We have too many copies of data because we make too many copies. Simply put, copy data is the creation of copy after copy of documents, files and other electronic data as a result of multiple silo systems such as disaster recovery, business continuity, test, development and backups all operating independently of each other. This is a big reason why companies routinely face data storage issues and experience problems related to backup, restores and overall network performance.
By 2016, spending on storage for copy data will approach $50 billion and copy data capacity will exceed 315 million terabytes.
Multiple copies of the same data can waste storage space and make accessing or restoring mission-critical data challenging. Networks get bogged down by copy, store, move and restore functions, which forces mission critical applications to endure the adverse effects of sluggish performance.
Just one full copy of the data
Why maintain multiple tools that function independently with overlapping data and redundant information? You can eliminate the unnecessary duplication of production data by relying on the Copy Data Management (CDM) approach. The data can be used on an as-needed basis. Then, a development, analytics or test environment can be based on an exact replica of the organization’s production data without unnecessarily consuming storage space.
A company might back up its primary data to a backup server, then restore a portion of that data to a lab server that is to be used for testing or development purposes. That data set is being stored three times. CDM seeks to reduce the number of copies to two – the primary data and the backup copy. When unique changes are made to the production environment, the CDM software creates and stores a snapshot (a set of reference markers) of incremental changes at the block level. In reality, no additional copies of the data are ever created. Instead, the snapshot mechanism creates a read/write-differencing disk with a parent-child relationship to the backup copy without creating an entire new copy.
There are two main types of storage snapshot. A copy-on-write snapshot utility creates a snapshot of changes to stored data every time new data is entered or existing data is updated. This allows rapid recovery. A split-mirror snapshot utility references all the data on a set of mirrored drives. This makes it possible to access data offline. However, this is a slower process, and it requires more storage space for each snapshot.

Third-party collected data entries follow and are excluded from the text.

PR #1760, opened 2019-11-16
Switch to using iso-639-2

### LINKED ISSUE #1230: change language choices for literals to ISO 639-2
**Describe the bug**
I am using the sinopia user feedback template in Windows/Firefox and I don't understand where the language choices are coming from and what appears to be a random order.  Not all the languages in the MARC list of languages appear to be there.  For example, when I enter Turkish I would expect to see Turkish as well as Ottoman Turkish, but I don't.

jcoyne:
Still need to see about how this handles old data.

Fixes #1230

### DIFF
--- a/__tests__/GraphBuilder.test.js
+++ b/__tests__/GraphBuilder.test.js
@@ -44,7 +44,7 @@ describe('GraphBuilder', () => {
                 items: {
                   '3TzRpgv65': {
                     content: 'Very colorful',
-                    lang: 'en',
+                    lang: 'eng',
                   },
                   '5TzRpgv72': {
                     content: 'Sparkly',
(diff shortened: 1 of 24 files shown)


justinlittman:
Nice. A 1 character change required modifying 24 files ...

justinlittman:
Sees to hang on ...
image

jcoyne:
@justinlittman 60-70% is tests, which says something about the coupling of our tests and maybe about Redux (global state).

jcoyne:
@justinlittman Ha! the iso639-2.json response uses iso-639-1 languages in the response:

Screen Shot 2019-11-18 at 8 06 16 AM

justinlittman:
I thought tight coupling was the whole point of react/redux ...

PR #1772, opened 2019-11-18
Adds context to QA search results.

### LINKED ISSUE #1693: in Search tab, show extended context when searching QA resources
details coming

justinlittman:
closes #1693


justinlittman:
It's because this assumes the new non-LD context, which is only on stage. If you set `apidoc.json` to use https://lookup-stg.ld4l.org/authorities you will get Discogs context.

However, I'm not handling album covers because I don't want to write more Discogs special handling. (If users disagree, we can add in a separate ticket.)

PR #1803, opened 2019-11-19
scroll to top on edit template error

### LINKED ISSUE #1758: Fix scroll to top of search page
https://github.com/LD4P/sinopia_editor/pull/1686 scrolls when there is a search error; scrolling to top is needed when there is an error opening or copying a resource from the results list.

Thus:
* Remove scroll to top on search error. (When searching, you will always be at the top.)
* Add scrolling to top when there is an error opening or copying a resource from the results list for Sinopia search results.
* Add scrolling to top when there is an error opening a resource from the results list for QA search results.

peetucket:
fixes #1758 

- added scroll to top for opening a template from QA search results
- added new scroll to top code for the error case of opening a resource that triggers an error (like a validation error on the resource template)

### DIFF
--- a/src/components/search/SinopiaSearchResults.jsx
+++ b/src/components/search/SinopiaSearchResults.jsx
@@ -1,7 +1,7 @@
 // Copyright 2019 Stanford University see LICENSE for license
 /* eslint max-params: ["error", 4] */
 
-import React, { useState, useEffect } from 'react'
+import React, { useState, useEffect, useRef } from 'react'
 import { connect } from 'react-redux'
 import { bindActionCreators } from 'redux'
 import PropTypes from 'prop-types'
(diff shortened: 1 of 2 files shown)


src/components/search/SinopiaSearchResults.jsx
```diff
@@ -1,7 +1,7 @@
 // Copyright 2019 Stanford University see LICENSE for license
 /* eslint max-params: ["error", 4] */
 
-import React, { useState, useEffect } from 'react'
+import React, { useState, useEffect, useRef } from 'react'
```
justinlittman: Same change is needed for QASearchResults.jsx as well.

peetucket: done, thanks for the help

PR #3192, opened 2021-10-15
Refactors search filter components.

### LINKED ISSUE #2611: Make the filter box a standard UX pattern
Here's my proposal. 
- Dropdown uses secondary button style.
- Go uses primary button style
- No boxes selected, user activates Select/Deselect all: All boxes selected
- User then deselects some boxes: Select/Deselect all box becomes unchecked
- User then checks 'Select/Deselect All' again: All boxes checked
- User will see what happens as soon as they activate the checkbox:
   - If no boxes selected, then all boxes are selected. 
   - If some boxes selected, then all boxes are selected. 
   - If all boxes are selected, then all boxes become deselected. 
- For the case where user manually checks/unchecks all the boxes, 'Select/Deselct all' control does not have to respond to the manual selection.
image

_This description consolidates discussion from below._

justinlittman:
closes #2611

## Why was this change made?
Better UX.

Unit


src/components/search/SearchFilter.jsx
```diff
@@ -0,0 +1,189 @@
...
+      setSelectedFilters(facetResults.map((result) => result.key))
+    }
+  }
+
+  // const handleKeyDown = (event) => {
+  //   if (event.key === "Enter") {
+  //     dispatch(updateLiteralValue(value.key, currentContent, value.lang))
+  //     event.preventDefault()
+  //   }
+  // }
```
ndushay, line 86: keeping this comment because?

__tests__/components/search/GroupFilter.test.js
```diff
@@ -97,7 +97,7 @@ describe("<GroupFilter />", () => {
     })
   })
 
-  it("allows selecting only", async () => {
+  it("allows selecting / deselecting all", async () => {
```
ndushay, line 100: wondering if you want to test this functionality one for the SearchFilter component, rather than twice in these tests.  It would remove some duplication, no?

src/components/search/SearchFilter.jsx
justinlittman: Removed.

Issue #3045, opened 2021-09-25
Avoid useSelector unnecessary rerenders


justinlittman:
We currently trigger a huge number of unnecessary rerenders due to our use mis-use of useSelector.

See https://react-redux.js.org/api/hooks#useselector.
Also, https://blog.jjohns.com/react/redux/performance/2020/09/14/avoiding-useselector-unnecessary-rerenders.html
This will definitely require the use of re-select.

justinlittman:
For example, in experimentation, removing the `|| []` in https://github.com/LD4P/sinopia_editor/blob/main/src/selectors/errors.js#L24 reduced rerenders because it wasn't returning a new array on every call.

I would start with ResourceComponent and determine what is triggering rerender.

justinlittman:
I'm primarily concerned with rerenders that occur when the resource is initially loading in the editor.

PR #3206, opened 2021-10-18
Refactors resource reducers to minimize state churn.

justinlittman:
refs #3045

## Why was this change made?
Speedier app.

Unit, local


mjgiarlo (approved):
LGTM

PR #3208, opened 2021-10-19
Changes to error selectors to reduce rerenders.

justinlittman:
refs #3045

## Why was this change made?
Speedier app

### DIFF
--- a/src/selectors/errors.js
+++ b/src/selectors/errors.js
@@ -1,4 +1,4 @@
-import { selectProperty, selectSubject } from "./resources"
+import { selectProperty, selectSubject, selectNormSubject } from "./resources"
 import _ from "lodash"
 
 /**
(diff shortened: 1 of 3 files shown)


src/selectors/errors.js
```diff
@@ -8,20 +8,17 @@ import _ from "lodash"
...
-  state.editor.resourceValidation[resourceKey] || false
+  !!state.editor.resourceValidation[resourceKey]
 
 export const hasValidationErrors = (state, resourceKey) => {
-  if (!resourceKey) return false
-
-  const subject = selectSubject(state, resourceKey)
-  return !_.isEmpty(subject.descWithErrorPropertyKeys)
+  const subject = selectNormSubject(state, resourceKey)
+  return !_.isEmpty(subject?.descWithErrorPropertyKeys)
```
justinlittman, line 15: `selectNormSubject` is faster because does not enhance the subject.

src/selectors/errors.js
```diff
@@ -1,4 +1,4 @@
-import { selectProperty, selectSubject } from "./resources"
+import { selectProperty, selectSubject, selectNormSubject } from "./resources"
```
ndushay, line 1: I'm only looking at the git diff - is `selectSubject` still used?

This is how CDM differs from traditional backup:
- Reducing the number of full copies reduces the chance of server sprawl
- Valuable storage space isn’t taken up with unnecessary copies of data
- You don’t have to worry about someone accidentally modifying the contents of the backup
And here’s the top 10 evaluation criteria for copy data management & data virtualization, according to Kyle Hailey, who says:
“The average enterprise creates 8-10 copies of every production data source for application development, QA, user acceptance, production support, reporting, and backup. Thus, a 5 TB production database creates 40-50 TB of down stream copies, and a F500 firm might have more than 1,000 production databases generating petabytes of copy data.”
Reducing storage consumption
Some refer to this technology as copy data virtualization or a virtual lab. In any case, the technology reduces storage consumption while making the data easier to use. And it’s becoming much more common. How many copies of data are you storing?